Of course now all the Mac users are thinking, doesn't OS X have the same security features as Linux? After all, they're both variants of Unix, which is the original source of the security model. That's quite true. But then why is there anti-virus software for OS X?
There are experts on both sides of this question too; some say OS X doesn't need anti-virus software, for basically the same reasons that Linux doesn't. I'm inclined to agree with this, and to interpret the fact that companies sell OS X anti-virus software as saying more about those companies' ethics than about OS X's security or lack thereof. But maybe that's just me.
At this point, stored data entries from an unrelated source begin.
PR #466, opened 2018-05-19
tried "try .to" approach in _check_relativistic to avoid .si

### LINKED ISSUE #465: .si in check_relativistic is extra slow
Hi all,

I was making some plots with PlasmaPy today.  So my basic plan was, I have some arrays of densities and temperatures and magnetic fields, and I want to make some contour plots of various plasma parameters.  I didn't think plasmapy would be able to do vectorized operation on the numpy arrays, so I said, screw it, I'll just loop through each array and do each one individually.

Well. I knew it would be slow, but it was even slower than I expected. I ran it through the profiler and I think some of it is from Python itself, some of it is from the astropy units stuff, but then there was a massive amount of time in check_relativistic due to the use of the .si function on the astropy units, somehow.  Apparently that function is really slow?  I'm going to see if we can avoid the use of it.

However that may be, the article also contains an interesting tidbit:
In other words, Apple's approach to keeping OS X secure is to make it less functional. I'm no fan of Java or Flash, but the fact remains that a lot of Internet content is packaged that way, so just punting and saying you can't install it isn't very helpful. It's not as though it can't be done: Linux systems manage to run Java and Flash without compromising security, by making sure that secure versions of them are available in cryptographically signed repositories, so you can check that they're the right versions when you install them. And although third parties can write "Apple-approved software"--if they're willing to pay Apple for the privilege--the quantity of such software available is nothing like the quantity that's available for Windows or Linux.
All of which is just another reason for this:
peter@localhost:~$ uname Linux
(Update: there is a discussion of this post on Hacker News.)